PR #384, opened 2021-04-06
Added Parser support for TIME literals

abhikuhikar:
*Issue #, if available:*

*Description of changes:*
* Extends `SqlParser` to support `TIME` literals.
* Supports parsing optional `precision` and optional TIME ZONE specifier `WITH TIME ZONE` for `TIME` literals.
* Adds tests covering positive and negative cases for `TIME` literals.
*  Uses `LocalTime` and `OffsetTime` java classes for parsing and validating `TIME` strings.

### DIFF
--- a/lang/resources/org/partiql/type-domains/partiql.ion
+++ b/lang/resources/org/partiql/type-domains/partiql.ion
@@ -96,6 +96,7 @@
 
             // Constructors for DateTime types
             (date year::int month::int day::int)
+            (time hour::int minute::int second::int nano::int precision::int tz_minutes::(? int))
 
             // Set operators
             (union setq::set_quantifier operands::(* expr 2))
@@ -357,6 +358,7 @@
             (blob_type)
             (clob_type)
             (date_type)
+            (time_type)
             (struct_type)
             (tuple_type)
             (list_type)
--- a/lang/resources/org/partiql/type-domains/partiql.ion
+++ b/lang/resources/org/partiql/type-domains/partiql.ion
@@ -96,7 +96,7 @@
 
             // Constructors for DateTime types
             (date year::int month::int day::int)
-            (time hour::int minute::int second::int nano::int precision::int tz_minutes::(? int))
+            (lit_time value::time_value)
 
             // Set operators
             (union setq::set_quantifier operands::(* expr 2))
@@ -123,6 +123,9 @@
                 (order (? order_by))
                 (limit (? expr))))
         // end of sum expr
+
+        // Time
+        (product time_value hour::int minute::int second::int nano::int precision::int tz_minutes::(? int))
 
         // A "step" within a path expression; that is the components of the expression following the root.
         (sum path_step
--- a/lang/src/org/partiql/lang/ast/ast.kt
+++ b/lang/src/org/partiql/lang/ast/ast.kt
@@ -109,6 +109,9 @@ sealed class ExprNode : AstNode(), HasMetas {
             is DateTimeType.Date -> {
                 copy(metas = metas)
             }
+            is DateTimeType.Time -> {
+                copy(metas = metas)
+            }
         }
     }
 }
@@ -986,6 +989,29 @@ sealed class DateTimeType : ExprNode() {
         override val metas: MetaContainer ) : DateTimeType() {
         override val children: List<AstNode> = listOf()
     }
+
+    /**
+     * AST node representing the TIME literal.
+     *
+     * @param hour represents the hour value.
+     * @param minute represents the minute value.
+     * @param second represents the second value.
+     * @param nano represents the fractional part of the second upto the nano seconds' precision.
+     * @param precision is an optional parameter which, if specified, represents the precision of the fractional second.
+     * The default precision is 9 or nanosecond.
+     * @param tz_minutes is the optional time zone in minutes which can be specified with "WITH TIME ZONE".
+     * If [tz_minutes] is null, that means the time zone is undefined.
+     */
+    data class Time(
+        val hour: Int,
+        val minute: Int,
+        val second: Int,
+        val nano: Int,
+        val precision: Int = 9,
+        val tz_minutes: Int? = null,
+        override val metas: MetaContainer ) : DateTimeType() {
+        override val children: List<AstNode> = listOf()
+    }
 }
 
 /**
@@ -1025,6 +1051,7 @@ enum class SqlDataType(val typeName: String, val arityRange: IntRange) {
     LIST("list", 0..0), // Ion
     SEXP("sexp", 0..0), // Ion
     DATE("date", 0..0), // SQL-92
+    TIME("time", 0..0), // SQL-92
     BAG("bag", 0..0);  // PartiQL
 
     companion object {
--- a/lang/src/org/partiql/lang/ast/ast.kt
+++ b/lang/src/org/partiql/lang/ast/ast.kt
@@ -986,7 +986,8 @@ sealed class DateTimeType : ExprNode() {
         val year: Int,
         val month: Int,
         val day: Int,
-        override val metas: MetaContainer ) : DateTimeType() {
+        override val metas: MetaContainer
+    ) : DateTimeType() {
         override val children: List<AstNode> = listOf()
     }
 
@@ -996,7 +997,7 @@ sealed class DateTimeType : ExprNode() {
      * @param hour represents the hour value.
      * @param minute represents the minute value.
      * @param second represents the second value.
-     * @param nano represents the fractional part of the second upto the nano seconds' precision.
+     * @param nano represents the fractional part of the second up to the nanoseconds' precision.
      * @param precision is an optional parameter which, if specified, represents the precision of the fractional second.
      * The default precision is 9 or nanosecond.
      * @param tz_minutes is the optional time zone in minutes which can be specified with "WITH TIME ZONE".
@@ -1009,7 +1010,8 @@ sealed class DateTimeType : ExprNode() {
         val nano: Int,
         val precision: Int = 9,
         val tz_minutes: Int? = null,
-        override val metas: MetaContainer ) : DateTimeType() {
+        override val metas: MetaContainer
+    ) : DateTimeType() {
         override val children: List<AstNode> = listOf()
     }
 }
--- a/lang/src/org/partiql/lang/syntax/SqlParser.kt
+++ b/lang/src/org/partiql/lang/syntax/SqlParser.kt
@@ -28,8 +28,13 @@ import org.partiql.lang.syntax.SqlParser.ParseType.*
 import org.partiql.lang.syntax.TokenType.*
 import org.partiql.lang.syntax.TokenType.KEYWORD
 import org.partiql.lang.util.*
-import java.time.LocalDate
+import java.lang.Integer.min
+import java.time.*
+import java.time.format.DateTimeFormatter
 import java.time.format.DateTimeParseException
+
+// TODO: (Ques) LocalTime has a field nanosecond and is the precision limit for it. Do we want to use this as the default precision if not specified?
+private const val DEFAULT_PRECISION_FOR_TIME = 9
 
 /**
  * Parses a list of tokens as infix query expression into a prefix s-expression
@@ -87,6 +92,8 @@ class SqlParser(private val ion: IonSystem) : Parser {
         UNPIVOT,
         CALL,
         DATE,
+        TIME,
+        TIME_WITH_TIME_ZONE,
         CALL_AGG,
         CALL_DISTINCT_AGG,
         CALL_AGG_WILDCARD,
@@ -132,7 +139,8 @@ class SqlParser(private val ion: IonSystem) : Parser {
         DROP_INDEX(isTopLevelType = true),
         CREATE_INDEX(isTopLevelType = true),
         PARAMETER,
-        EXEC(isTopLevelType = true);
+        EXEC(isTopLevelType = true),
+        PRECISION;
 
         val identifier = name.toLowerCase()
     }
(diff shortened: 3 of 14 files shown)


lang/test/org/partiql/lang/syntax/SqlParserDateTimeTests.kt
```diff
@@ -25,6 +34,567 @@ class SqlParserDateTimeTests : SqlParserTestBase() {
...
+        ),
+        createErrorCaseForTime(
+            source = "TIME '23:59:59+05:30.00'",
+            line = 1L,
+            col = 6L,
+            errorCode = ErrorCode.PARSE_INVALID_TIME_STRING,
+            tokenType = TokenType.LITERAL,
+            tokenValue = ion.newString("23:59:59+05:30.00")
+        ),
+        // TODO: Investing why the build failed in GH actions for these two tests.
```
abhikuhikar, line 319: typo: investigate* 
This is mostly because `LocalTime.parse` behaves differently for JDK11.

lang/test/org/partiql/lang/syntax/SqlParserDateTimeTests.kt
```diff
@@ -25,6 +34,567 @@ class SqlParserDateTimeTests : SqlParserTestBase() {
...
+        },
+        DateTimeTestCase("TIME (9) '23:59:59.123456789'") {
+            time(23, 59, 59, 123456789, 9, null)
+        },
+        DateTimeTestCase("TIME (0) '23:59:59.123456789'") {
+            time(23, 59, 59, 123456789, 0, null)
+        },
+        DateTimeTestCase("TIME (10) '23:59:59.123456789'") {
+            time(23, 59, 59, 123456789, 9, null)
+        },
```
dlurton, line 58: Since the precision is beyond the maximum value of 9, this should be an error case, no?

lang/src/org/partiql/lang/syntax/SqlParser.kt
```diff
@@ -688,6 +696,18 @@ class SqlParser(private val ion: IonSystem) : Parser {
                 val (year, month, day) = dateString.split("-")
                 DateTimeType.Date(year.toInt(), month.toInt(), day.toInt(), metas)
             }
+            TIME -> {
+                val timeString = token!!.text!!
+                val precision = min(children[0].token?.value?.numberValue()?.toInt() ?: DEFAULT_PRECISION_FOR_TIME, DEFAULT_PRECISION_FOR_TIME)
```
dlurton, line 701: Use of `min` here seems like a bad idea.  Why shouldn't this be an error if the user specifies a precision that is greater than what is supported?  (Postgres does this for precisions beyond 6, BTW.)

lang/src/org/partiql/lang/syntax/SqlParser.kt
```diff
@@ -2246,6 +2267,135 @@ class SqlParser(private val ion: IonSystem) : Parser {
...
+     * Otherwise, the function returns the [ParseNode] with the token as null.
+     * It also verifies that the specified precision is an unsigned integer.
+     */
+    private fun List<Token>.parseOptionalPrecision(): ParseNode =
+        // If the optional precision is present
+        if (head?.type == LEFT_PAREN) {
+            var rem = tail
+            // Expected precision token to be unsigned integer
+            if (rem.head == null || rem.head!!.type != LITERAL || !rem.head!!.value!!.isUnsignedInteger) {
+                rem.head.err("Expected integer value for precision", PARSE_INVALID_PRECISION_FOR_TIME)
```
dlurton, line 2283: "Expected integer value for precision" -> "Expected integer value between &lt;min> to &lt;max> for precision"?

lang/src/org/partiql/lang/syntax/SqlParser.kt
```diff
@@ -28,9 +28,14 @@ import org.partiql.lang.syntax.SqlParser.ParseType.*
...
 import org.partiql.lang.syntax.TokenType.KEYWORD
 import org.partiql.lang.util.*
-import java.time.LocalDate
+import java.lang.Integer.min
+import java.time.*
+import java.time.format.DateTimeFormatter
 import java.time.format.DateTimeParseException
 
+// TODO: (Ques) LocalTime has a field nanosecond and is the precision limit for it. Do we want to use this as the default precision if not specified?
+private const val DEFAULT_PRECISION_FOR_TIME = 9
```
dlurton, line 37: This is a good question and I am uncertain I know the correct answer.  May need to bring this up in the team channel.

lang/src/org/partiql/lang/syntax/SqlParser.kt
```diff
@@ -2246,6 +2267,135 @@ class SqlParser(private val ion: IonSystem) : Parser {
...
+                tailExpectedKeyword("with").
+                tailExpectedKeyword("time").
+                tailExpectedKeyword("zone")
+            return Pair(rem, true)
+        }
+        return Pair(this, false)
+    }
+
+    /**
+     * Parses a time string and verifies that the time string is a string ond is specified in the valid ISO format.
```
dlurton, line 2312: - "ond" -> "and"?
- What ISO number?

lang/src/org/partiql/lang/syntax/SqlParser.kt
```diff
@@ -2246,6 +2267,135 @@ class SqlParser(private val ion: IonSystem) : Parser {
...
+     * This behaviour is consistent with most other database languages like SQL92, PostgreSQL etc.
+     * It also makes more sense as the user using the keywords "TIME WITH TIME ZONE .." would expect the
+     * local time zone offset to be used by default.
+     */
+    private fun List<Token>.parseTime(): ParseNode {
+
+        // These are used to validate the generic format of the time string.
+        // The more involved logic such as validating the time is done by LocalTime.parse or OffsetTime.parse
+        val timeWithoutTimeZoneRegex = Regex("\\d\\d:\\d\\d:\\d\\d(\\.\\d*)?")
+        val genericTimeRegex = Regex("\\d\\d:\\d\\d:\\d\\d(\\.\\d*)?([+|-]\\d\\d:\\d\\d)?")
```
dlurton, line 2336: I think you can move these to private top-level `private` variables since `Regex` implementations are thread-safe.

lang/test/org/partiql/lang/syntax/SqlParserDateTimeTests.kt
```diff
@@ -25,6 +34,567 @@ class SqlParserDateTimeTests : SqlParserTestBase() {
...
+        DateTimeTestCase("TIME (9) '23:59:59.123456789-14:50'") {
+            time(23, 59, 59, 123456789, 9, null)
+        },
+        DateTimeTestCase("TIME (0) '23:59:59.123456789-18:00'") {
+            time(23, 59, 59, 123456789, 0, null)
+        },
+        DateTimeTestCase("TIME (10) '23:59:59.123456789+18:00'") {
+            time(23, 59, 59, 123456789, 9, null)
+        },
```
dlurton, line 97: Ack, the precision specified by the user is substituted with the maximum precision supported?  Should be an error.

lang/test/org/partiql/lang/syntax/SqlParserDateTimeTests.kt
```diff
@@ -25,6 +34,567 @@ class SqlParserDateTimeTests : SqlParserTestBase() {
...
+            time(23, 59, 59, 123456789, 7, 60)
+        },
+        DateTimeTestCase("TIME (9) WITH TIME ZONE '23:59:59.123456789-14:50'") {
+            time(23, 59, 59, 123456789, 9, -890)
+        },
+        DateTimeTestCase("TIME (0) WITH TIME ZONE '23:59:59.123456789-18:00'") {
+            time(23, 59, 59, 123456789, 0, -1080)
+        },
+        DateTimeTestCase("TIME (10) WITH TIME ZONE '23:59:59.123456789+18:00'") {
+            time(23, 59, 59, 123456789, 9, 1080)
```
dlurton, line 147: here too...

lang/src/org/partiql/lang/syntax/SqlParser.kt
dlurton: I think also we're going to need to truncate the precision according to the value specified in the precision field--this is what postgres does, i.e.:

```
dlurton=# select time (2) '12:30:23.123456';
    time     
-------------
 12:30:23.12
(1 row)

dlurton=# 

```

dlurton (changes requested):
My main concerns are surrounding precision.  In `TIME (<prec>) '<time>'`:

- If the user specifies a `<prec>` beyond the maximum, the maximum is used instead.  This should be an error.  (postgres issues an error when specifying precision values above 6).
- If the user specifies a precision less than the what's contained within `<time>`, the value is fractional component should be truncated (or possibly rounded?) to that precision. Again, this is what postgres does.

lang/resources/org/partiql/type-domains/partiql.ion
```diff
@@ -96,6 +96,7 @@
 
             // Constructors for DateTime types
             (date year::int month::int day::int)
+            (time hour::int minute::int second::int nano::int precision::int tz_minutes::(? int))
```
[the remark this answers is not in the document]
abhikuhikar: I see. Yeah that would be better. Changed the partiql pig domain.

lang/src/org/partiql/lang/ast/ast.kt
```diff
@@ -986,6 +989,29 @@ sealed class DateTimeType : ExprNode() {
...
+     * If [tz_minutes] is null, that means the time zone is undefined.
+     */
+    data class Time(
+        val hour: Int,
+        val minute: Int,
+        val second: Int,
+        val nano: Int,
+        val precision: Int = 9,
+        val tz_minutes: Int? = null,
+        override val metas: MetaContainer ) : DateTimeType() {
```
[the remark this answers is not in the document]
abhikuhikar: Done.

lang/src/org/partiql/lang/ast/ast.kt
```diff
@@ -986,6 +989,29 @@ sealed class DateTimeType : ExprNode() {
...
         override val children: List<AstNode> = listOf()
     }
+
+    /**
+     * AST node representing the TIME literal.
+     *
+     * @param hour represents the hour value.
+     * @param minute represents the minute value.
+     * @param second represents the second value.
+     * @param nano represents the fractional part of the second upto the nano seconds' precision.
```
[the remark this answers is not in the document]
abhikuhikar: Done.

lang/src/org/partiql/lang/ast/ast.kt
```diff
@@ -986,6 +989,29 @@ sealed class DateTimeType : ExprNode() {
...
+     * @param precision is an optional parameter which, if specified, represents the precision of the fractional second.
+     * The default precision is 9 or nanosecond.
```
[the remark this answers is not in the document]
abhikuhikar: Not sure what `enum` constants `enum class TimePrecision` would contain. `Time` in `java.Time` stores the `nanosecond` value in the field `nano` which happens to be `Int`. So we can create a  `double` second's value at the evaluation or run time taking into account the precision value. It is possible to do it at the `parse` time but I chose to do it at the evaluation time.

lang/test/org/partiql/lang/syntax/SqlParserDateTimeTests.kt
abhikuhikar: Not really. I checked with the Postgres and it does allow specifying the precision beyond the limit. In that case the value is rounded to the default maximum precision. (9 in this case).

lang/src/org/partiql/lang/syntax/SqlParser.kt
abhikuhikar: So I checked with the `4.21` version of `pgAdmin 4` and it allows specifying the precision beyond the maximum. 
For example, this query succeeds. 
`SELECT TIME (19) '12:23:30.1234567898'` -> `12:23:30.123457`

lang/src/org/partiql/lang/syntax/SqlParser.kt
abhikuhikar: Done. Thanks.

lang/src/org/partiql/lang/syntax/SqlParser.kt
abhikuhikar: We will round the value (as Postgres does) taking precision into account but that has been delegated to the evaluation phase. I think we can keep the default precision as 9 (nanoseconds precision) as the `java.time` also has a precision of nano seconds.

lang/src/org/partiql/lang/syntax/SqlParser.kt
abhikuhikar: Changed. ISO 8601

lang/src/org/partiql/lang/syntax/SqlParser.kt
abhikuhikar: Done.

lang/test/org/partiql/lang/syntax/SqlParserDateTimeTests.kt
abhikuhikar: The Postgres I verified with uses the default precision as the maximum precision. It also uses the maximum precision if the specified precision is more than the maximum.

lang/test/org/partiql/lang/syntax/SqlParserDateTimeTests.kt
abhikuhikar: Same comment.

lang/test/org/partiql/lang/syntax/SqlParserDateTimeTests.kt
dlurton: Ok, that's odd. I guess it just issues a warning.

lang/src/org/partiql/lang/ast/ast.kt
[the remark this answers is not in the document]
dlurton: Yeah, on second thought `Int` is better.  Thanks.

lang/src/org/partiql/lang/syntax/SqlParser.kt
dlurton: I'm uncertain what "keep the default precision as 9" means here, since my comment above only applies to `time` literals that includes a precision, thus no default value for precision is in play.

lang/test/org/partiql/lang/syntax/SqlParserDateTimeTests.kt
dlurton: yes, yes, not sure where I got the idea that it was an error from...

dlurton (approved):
────────────────────
> [WHAT TO WORK ON]
Copy every line of the records above, starting with the first, up to and including the line containing "(sum path_step".

> [WRITTEN REPLY]
PR #384, opened 2021-04-06
Added Parser support for TIME literals

abhikuhikar:
*Issue #, if available:*

*Description of changes:*
* Extends `SqlParser` to support `TIME` literals.
* Supports parsing optional `precision` and optional TIME ZONE specifier `WITH TIME ZONE` for `TIME` literals.
* Adds tests covering positive and negative cases for `TIME` literals.
*  Uses `LocalTime` and `OffsetTime` java classes for parsing and validating `TIME` strings.

### DIFF
--- a/lang/resources/org/partiql/type-domains/partiql.ion
+++ b/lang/resources/org/partiql/type-domains/partiql.ion
@@ -96,6 +96,7 @@
 
             // Constructors for DateTime types
             (date year::int month::int day::int)
+            (time hour::int minute::int second::int nano::int precision::int tz_minutes::(? int))
 
             // Set operators
             (union setq::set_quantifier operands::(* expr 2))
@@ -357,6 +358,7 @@
             (blob_type)
             (clob_type)
             (date_type)
+            (time_type)
             (struct_type)
             (tuple_type)
             (list_type)
--- a/lang/resources/org/partiql/type-domains/partiql.ion
+++ b/lang/resources/org/partiql/type-domains/partiql.ion
@@ -96,7 +96,7 @@
 
             // Constructors for DateTime types
             (date year::int month::int day::int)
-            (time hour::int minute::int second::int nano::int precision::int tz_minutes::(? int))
+            (lit_time value::time_value)
 
             // Set operators
             (union setq::set_quantifier operands::(* expr 2))
@@ -123,6 +123,9 @@
                 (order (? order_by))
                 (limit (? expr))))
         // end of sum expr
+
+        // Time
+        (product time_value hour::int minute::int second::int nano::int precision::int tz_minutes::(? int))
 
         // A "step" within a path expression; that is the components of the expression following the root.
         (sum path_step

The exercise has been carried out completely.